Neuroimaging of postoperative pediatric cerebellar mutism syndrome: a systematic review.

Abstract

Background: Postoperative pediatric cerebellar mutism syndrome (ppCMS) poses serious morbidity after posterior fossa tumor surgery. Neuroimaging studies aim to understand its pathophysiology, yet these vary in methodology and outcome measures. Therefore, we systematically reviewed the current literature to evaluate the evidence for differences in neuroimaging features between children with and without ppCMS.

Methods: Following PRISMA guidelines, a systematic review was conducted by searching for original articles on neuroimaging in children undergoing posterior fossa tumor surgery, comparing patients with and without ppCMS. Articles were selected based on predefined eligibility criteria. Data were systematically extracted, and risk of bias was evaluated.

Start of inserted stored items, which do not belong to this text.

PR #865, opened 2025-01-24
[TT-13937] Adding key obfuscation to the Prometheus pump

vmihaylov3:
Parameters for api_key obfuscation are added to the Prometheus pump.

## Description
- Adding 2 parameters in the Prometheus custom metrics in which the user can select if they want to obfuscate the API key and if yes, how many characters they want to show in it.
- Adding a validation in the `GetLabelsValues` function of the promethus pump that will validate if the variables are set and it will modify the api_key and the key parameters.

## Related Issue
N/A

## Motivation and Context
- In my case the /metrics endpoint that is exposed by the container can be accessed by other user. We need to obfuscate the key so that we can reduce the chance of a key being leaked.

## How This Has Been Tested
- Tested on a remote env using applications that are making constant requests to the gateways. In this env, we are using MongoDB and Redis.

## Types of changes

- [x] Bug fix (non-breaking change which fixes an issue)
- [ ] New feature (non-breaking change which adds functionality)
- [ ] Breaking change (fix or feature that would cause existing functionality to change)

## Checklist

- [x] Make sure you are requesting to **pull a topic/feature/bugfix branch** (right side). If pulling from your own
      fork, don't request your `master`!
- [x] Make sure you are making a pull request against the **`master` branch** (left side). Also, you should start
      *your branch* off *our latest `master`*.
- [x] My change requires a change to the documentation.
  - [ ] If you've changed APIs, describe what needs to be updated in the documentation.
- [x] I have updated the documentation accordingly.
- [ ] Modules and vendor dependencies have been updated; run `go mod tidy && go mod vendor`
- [x] I have added tests to cover my changes.
- [ ] All new and existing tests passed.
- [x] Check your code additions will not fail linting checks:
  - [ ] `go fmt -s`
  - [ ] `go vet`

PR #866, opened 2025-01-28
[TT-13937] Adding key obfuscation to the Prometheus pump

mativm02:
Duplicate of #865 
Parameters for api_key obfuscation are added to the Prometheus pump.

## Description
- Adding 2 parameters in the Prometheus custom metrics in which the user can select if they want to obfuscate the API key and if yes, how many characters they want to show in it.
- Adding a validation in the `GetLabelsValues` function of the promethus pump that will validate if the variables are set and it will modify the api_key and the key parameters.

## Related Issue
https://tyktech.atlassian.net/jira/software/c/projects/TT/boards/42?selectedIssue=TT-13937

## Motivation and Context
- In my case the /metrics endpoint that is exposed by the container can be accessed by other user. We need to obfuscate the key so that we can reduce the chance of a key being leaked.

## How This Has Been Tested
- Tested on a remote env using applications that are making constant requests to the gateways. In this env, we are using MongoDB and Redis.

## Types of changes

## Checklist

  - [ ] `go fmt -s`
  - [ ] `go vet`

### DIFF
--- a/pumps/prometheus.go
+++ b/pumps/prometheus.go
@@ -67,6 +67,12 @@ type PrometheusMetric struct {
 	MetricType string `json:"metric_type" mapstructure:"metric_type"`
 	// Defines the buckets into which observations are counted. The type is float64 array and by default, [1, 2, 5, 7, 10, 15, 20, 25, 30, 40, 50, 60, 70, 80, 90, 100, 200, 300, 400, 500, 1000, 2000, 5000, 10000, 30000, 60000]
 	Buckets []float64 `json:"buckets" mapstructure:"buckets"`
+	// Controls whether the pump client should hide the API key. In case you still need substring
+	// of the value, check the next option. Default value is `false`.
+	ObfuscateAPIKeys bool `json:"obfuscate_api_keys" mapstructure:"obfuscate_api_keys"`
+	// Define the number of the characters from the end of the API key. The `obfuscate_api_keys`
+	// should be set to `true`. Default value is `0`.
+	ObfuscateAPIKeysLength int `json:"obfuscate_api_keys_length" mapstructure:"obfuscate_api_keys_length"`
 	// Defines the partitions in the metrics. For example: ['response_code','api_name'].
 	// The available labels are: `["host","method",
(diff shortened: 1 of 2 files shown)


pumps/prometheus.go
```diff
@@ -67,6 +67,12 @@ type PrometheusMetric struct {
 	MetricType string `json:"metric_type" mapstructure:"metric_type"`
 	// Defines the buckets into which observations are counted. The type is float64 array and by default, [1, 2, 5, 7, 10, 15, 20, 25, 30, 40, 50, 60, 70, 80, 90, 100, 200, 300, 400, 500, 1000, 2000, 5000, 10000, 30000, 60000]
 	Buckets []float64 `json:"buckets" mapstructure:"buckets"`
+	// Controls whether the pump client should hide the API key. In case you still need substring
+	// of the value, check the next option. Default value is `false`.
+	ObfuscateAPIKeys bool `json:"obfuscate_api_keys" mapstructure:"obfuscate_api_keys"`
+	// Define the number of the characters from the end of the API key. The `obfuscate_api_keys`
+	// should be set to `true`. Default value is `4`.
+	ObfuscateAPIKeysLength int `json:"obfuscate_api_keys_length" mapstructure:"obfuscate_api_keys_length"`
```
sredxny, line 75: I think we can remove this config, if we can calculate how many digits to display/hide would be the best, or, we can just set arbitrary number of digits in the same way as we do in the gateway, check: https://github.com/TykTechnologies/tyk/blob/master/gateway/log_helpers.go#L14

what do you think? is there any special case for which you think we should keep it as a config?

pumps/prometheus.go
```diff
@@ -400,6 +408,21 @@ func (pm *PrometheusMetric) GetLabelsValues(decoded analytics.AnalyticsRecord) [
 	return values
 }
 
+func obfuscateAPIKey(apiKey string, obfuscate bool, length int) string {
```
sredxny, line 411: also, if we only use this function in prometheus can we just change the signature to something like:

`func(pm *PrometheusMetric) obsfusctaeKey(key string){}` ?

sredxny (changes requested):

sredxny (approved):
✅

PR #870, opened 2025-02-20
[TT-13341] Remove SQLite support from Tyk Pump

mativm02:
## Description

This PR removes SQLite as a supported SQL pump type across the project:
- Updated documentation to remove SQLite references
- Removed SQLite-related dependencies from go.mod and go.sum
- Updated test cases to use Postgres instead of SQLite
- Updated configuration documentation to clarify supported SQL pump types
- Removed SQLite-specific code in SQL pump implementations

## Related Issue

https://tyktech.atlassian.net/browse/TT-13341
## Motivation and Context

https://tyktech.atlassian.net/browse/TT-13341
## Types of changes

## Checklist

  - [ ] `go fmt -s`
  - [ ] `go vet`

### DIFF
--- a/pumps/graph_sql_aggregate_test.go
+++ b/pumps/graph_sql_aggregate_test.go
@@ -74,6 +74,9 @@ const (
 )
 
 func TestSqlGraphAggregatePump_Init(t *testing.T) {
+	if os.Getenv("TYK_TEST_POSTGRES") == "" {
+		t.Skip("Skipping test because TYK_TEST_POSTGRES environment variable is not set")
+	}
 	tableName := analytics.AggregateGraphSQLTable
 	r := require.New(t)
 	pump := &GraphSQLAggregatePump{}
@@ -81,7 +84,7 @@ func TestSqlGraphAggregatePump_Init(t *testing.T) {
 		conf := SQLAggregatePumpConf{
 			SQLConf: SQLConf{
 				Type:             "postgres",
-				ConnectionString: "",
+				ConnectionString: getTestPostgresConnectionString(),
 			},
 		}
 		assert.NoError(t, pump.Init(conf))
@@ -115,8 +118,9 @@ func TestSqlGraphAggregatePump_Init(t *testing.T) {
 
 	t.Run("decode from map", func(t *testing.T) {
 		conf := map[string]interface{}{
-			"type":           "postgres",
-			"table_sharding": true,
+			"type":              "postgres",
+			"table_sharding":    true,
+			"connection_string": getTestPostgresConnectionString(),
 		}
 		r.NoError(pump.Init(conf))
 		assert.Equal(t, "postgres", pump.SQLConf.Type)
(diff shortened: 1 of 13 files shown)


pumps/graph_sql_aggregate_test.go
```diff
@@ -74,14 +74,17 @@ const (
 )
 
 func TestSqlGraphAggregatePump_Init(t *testing.T) {
+	if os.Getenv("TYK_TEST_POSTGRES") == "" {
+		t.Skip("Skipping test because TYK_TEST_POSTGRES environment variable is not set")
+	}
```
sredxny, line 79: what about if we move this to a helper function? in sink we have:

```
func ValidTestType(t *testing.T, storageType config.DBType) {
	t.Helper()
	config.LoadConfig("")

	if config.GetConfig().AnalyticsConfig.Type == storageType {
		return
	} else {
		t.Skip()
	}
}
```
wondering if we should something similar here

pumps/sql.go
```diff
@@ -58,7 +57,8 @@ type SQLConf struct {
 	// The prefix for the environment variables that will be used to override the configuration.
 	// Defaults to `TYK_PMP_PUMPS_SQL_META`
 	EnvPrefix string `mapstructure:"meta_env_prefix"`
-	// The supported and tested types are `sqlite` and `postgres`.
+	// The only supported and tested types are `postgres` and `mysql`.
```
sredxny, line 60: maybe we should start the deprecation process for mysql as well

sredxny: as we do not really test with mysql

pumps/sql_test.go
```diff
@@ -446,6 +469,7 @@ func TestEnsureIndexSQL(t *testing.T) {
 			assert.NotNil(t, pmp)
 
 			actualErr := pmp.ensureIndex(tc.givenTableName, tc.givenRunInBackground)
+			fmt.Println("actualErr", actualErr)
```
sredxny, line 472: remove

pumps/sql_test.go
```diff
@@ -363,10 +383,11 @@ func TestSQLWriteUptimeDataAggregations(t *testing.T) {
 }
 
 func TestDecodeRequestAndDecodeResponseSQL(t *testing.T) {
+	skipTestIfNoPostgres(t)
 	newPump := &SQLPump{}
 	cfg := make(map[string]interface{})
-	cfg["type"] = "sqlite"
-	cfg["connection_string"] = ""
+	cfg["type"] = "postgres"
+	cfg["connection_string"] = getTestPostgresConnectionString()
```
sredxny, line 390: I see this repeated many times, what about creating a kind of constructor for this? something like:

```
NewSQLConfig(shard bool)map[string]interface{}{
        cfg := make(map[string]interface{})
	cfg["type"] = "postgres"
	cfg["connection_string"] = getTestPostgresConnectionString()
	cfg["table_sharding"] = shard
	return cfg
}
```

pumps/graph_sql_aggregate_test.go
sredxny: I see down below you already have: `skipTestIfNoPostgres` lets use that

sredxny (changes requested):

pumps/graph_sql_aggregate_test.go
mativm02: I forgot to add skipTestIfNoPostgres there

sredxny (approved):

PR #884, opened 2025-08-14
Fix syslog pump log fragmentation issue

buger:
## Summary
- Fix log fragmentation in syslog pump when raw_request/raw_response contain newlines
- Serialize analytics data to JSON before writing to syslog writer
- Ensures entire record is treated as single atomic message

## Problem
The syslog pump was causing log fragmentation when `raw_request` and `raw_response` fields contained newline characters. The `fmt.Fprintf` call on line 171 was not properly escaping these characters, causing the syslog daemon to interpret each newline as a separate log entry, breaking single analytics records into multiple fragmented log entries.

## Solution
- Added `encoding/json` import
- Marshal the message map to JSON before writing to syslog
- Added proper error handling for JSON marshaling failures
- This ensures the raw request/response data is properly escaped within the JSON structure

## Test plan
- [x] Verify the code compiles successfully
- [ ] Test with syslog pump configuration that includes raw request/response data containing newlines
- [ ] Verify that analytics records appear as single log entries in syslog output

🤖 Generated with [Claude Code](https://claude.ai/code)

### DIFF
--- a/pumps/syslog.go
+++ b/pumps/syslog.go
@@ -2,6 +2,7 @@ package pumps
 
 import (
 	"context"
+	"encoding/json"
 	"fmt"
 	"log/syslog"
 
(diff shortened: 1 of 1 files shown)


buger:
@sredxny @mativm02 false start. See varmir message. We should be very careful during the PR review. Plus it had no any tests to it, can't be approved 😛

Results: From the 866 articles identified, 50 studies fulfilled the inclusion criteria. Studies were categorized into 3 imaging domains: structural, diffusion, and functional imaging. Risk of bias assessment revealed a medium risk in most articles, predominantly due to unclear ppCMS definition and qualitative image analysis without blinding for ppCMS diagnosis. Preoperative structural imaging showed the association of ppCMS with midline tumor localization and involvement of the brainstem, superior cerebellar peduncle (SCP), or middle cerebellar peduncle. Postoperative structural and diffusion imaging highlighted SCP injury with reduced white matter integrity, while functional imaging demonstrated hypoperfusion in frontal lobes. Late follow-up showed T2-weighted hyperintensities in the inferior olivary nuclei of ppCMS patients.

Conclusion: Neuroimaging features suggest that ppCMS is associated with efferent cerebellar pathway injury and hypoperfusion in frontal lobes, with level 2 a/b evidence. Large-scale prospective longitudinal neuroimaging studies comparing pre- and postoperative imaging are needed to further elucidate the pathophysiological mechanism of ppCMS.